## Collected data:
PR #1238, opened 2020-02-06
Bugfix/mes 4765 fixing vehicle checks trailer calculation

amobarak:
## Description

Vehicle checks scoring fixed for C+E, C1+E, D+E, D1+E, updated tests too.

## Checklist

### DIFF
--- a/src/providers/fault-count/cat-c/fault-count.cat-c.ts
+++ b/src/providers/fault-count/cat-c/fault-count.cat-c.ts
@@ -27,30 +27,6 @@ export class FaultCountCHelper {
     return FaultCountCHelper.getDangerousFaultSumCountNonTrailer(data);
   }
 
-  public static getVehicleChecksFaultCountCatC = (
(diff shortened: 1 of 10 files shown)


src/providers/fault-count/cat-c/fault-count.cat-c.ts
```diff
@@ -268,4 +244,28 @@ export class FaultCountCHelper {
     return result;
   }
 
+  public static getVehicleChecksFaultCountCatC = (
```
TomBillingtonUK, line 247: we could do with unit tests for all of these. As we don't seem to have any, all bug fixes should have unit tests to make sure that specific thing can't happen again

TomBillingtonUK: I noticed there isn't a spec file related to this one (there should be instead of us relying on the entry point provider to test everything)

appleabs (approved):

## Try it:
Retype all of the lines shown above, keeping each one exact.

## Result below:
PR #1238, opened 2020-02-06
Bugfix/mes 4765 fixing vehicle checks trailer calculation

amobarak:
## Description

Vehicle checks scoring fixed for C+E, C1+E, D+E, D1+E, updated tests too.

## Checklist

### DIFF
--- a/src/providers/fault-count/cat-c/fault-count.cat-c.ts
+++ b/src/providers/fault-count/cat-c/fault-count.cat-c.ts
@@ -27,30 +27,6 @@ export class FaultCountCHelper {
     return FaultCountCHelper.getDangerousFaultSumCountNonTrailer(data);
   }
 
-  public static getVehicleChecksFaultCountCatC = (
(diff shortened: 1 of 10 files shown)


src/providers/fault-count/cat-c/fault-count.cat-c.ts
```diff
@@ -268,4 +244,28 @@ export class FaultCountCHelper {
     return result;
   }
 
+  public static getVehicleChecksFaultCountCatC = (
```
TomBillingtonUK, line 247: we could do with unit tests for all of these. As we don't seem to have any, all bug fixes should have unit tests to make sure that specific thing can't happen again

TomBillingtonUK: I noticed there isn't a spec file related to this one (there should be instead of us relying on the entry point provider to test everything)

appleabs (approved):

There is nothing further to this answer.